И жалко мне вроде его, и долг, знаете ли, служебный, да и азарт. Азарт, он тоже имеет место — вот поймаю, вот накрою... А ночь, знаете ли... И так-то легко мне себя на его место поставить! Он из колонии-то ушел, потому что ошалел: ничего не готовил, не обдумывал — раз и ушел, как тот колобок от бабушки! Лейтенантик-то его, по всей науке, в засаде сторожит, а он про науку не слыхал, потому и не попадается!
«Батюшки! — думаю. — Он и магазин тряхнул с перепугу! Подошел к кассе, а кассирша тары-бары с продавцами. Такая она у нас стерва, склочная, крикливая, как заведется — себя не помнит! Она кому-нибудь кости мыла. В экстазе! Касса открыта! Он руку протянул — вот и все! Спит он неизвестно где, чего ест, непонятно. Стало быть, совсем ощущение реальности у него потеряно.
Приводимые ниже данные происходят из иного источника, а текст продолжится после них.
PR #444, opened 2024-09-21
Move code

jeanphilippegg:
I just moved the handling of the new `keep-current` parameter out of `denote--rename-file`. This internal function should not contain user logic code.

Он как пьяный! В предыдущий момент не ведает, что сделает в последующий...»
Утром ни свет ни заря я на первую электричку и в Питер. Тут ведь недалеко. И первым делом в зоомагазин. Там старичок-лесовичок.
—- Был, — говорит, — молодой человек. Все на нем действительно новое: и пальто и шляпа. Худой. Очень худой. Вчера целый день на рыбок любовался... да... с любителями говорил, а сейчас вот только что поступили белки, так он купил всю партию и ушел. Бегите, вы его догоните.
Я — ноги в руки. Первого пацана спросил: «Куда дядька с клетками пошел?» Так он меня до самого парка чуть не на себе тащил. А там уголовник мой митингует! Вокруг него прямо-таки детский праздник.
— Дети! — говорит. Те ему в рот глядят.— Нет ничего дороже свободы! И нельзя отнимать ее у живого существа! Вы представьте себя на месте этих несчастных белок. У них, наверное, есть мамы, которые по ним плачут.
Я стою как три тополя на Плющихе! Вот он, преступник, — бери голыми руками... Больше того, не арестовывать — преступлению пособничать. Но не могу! Стою, слушаю!
Уговариваю себя: мол, нельзя при детях. Нельзя им психику травмировать. Они на него как на живого Деда Мороза смотрят. А он и рад! Раскраснелся весь, распахнулся. Шляпу на землю скинул, а головенка-то стриженая, как у первоклашки, с кулачок, и уши торчат.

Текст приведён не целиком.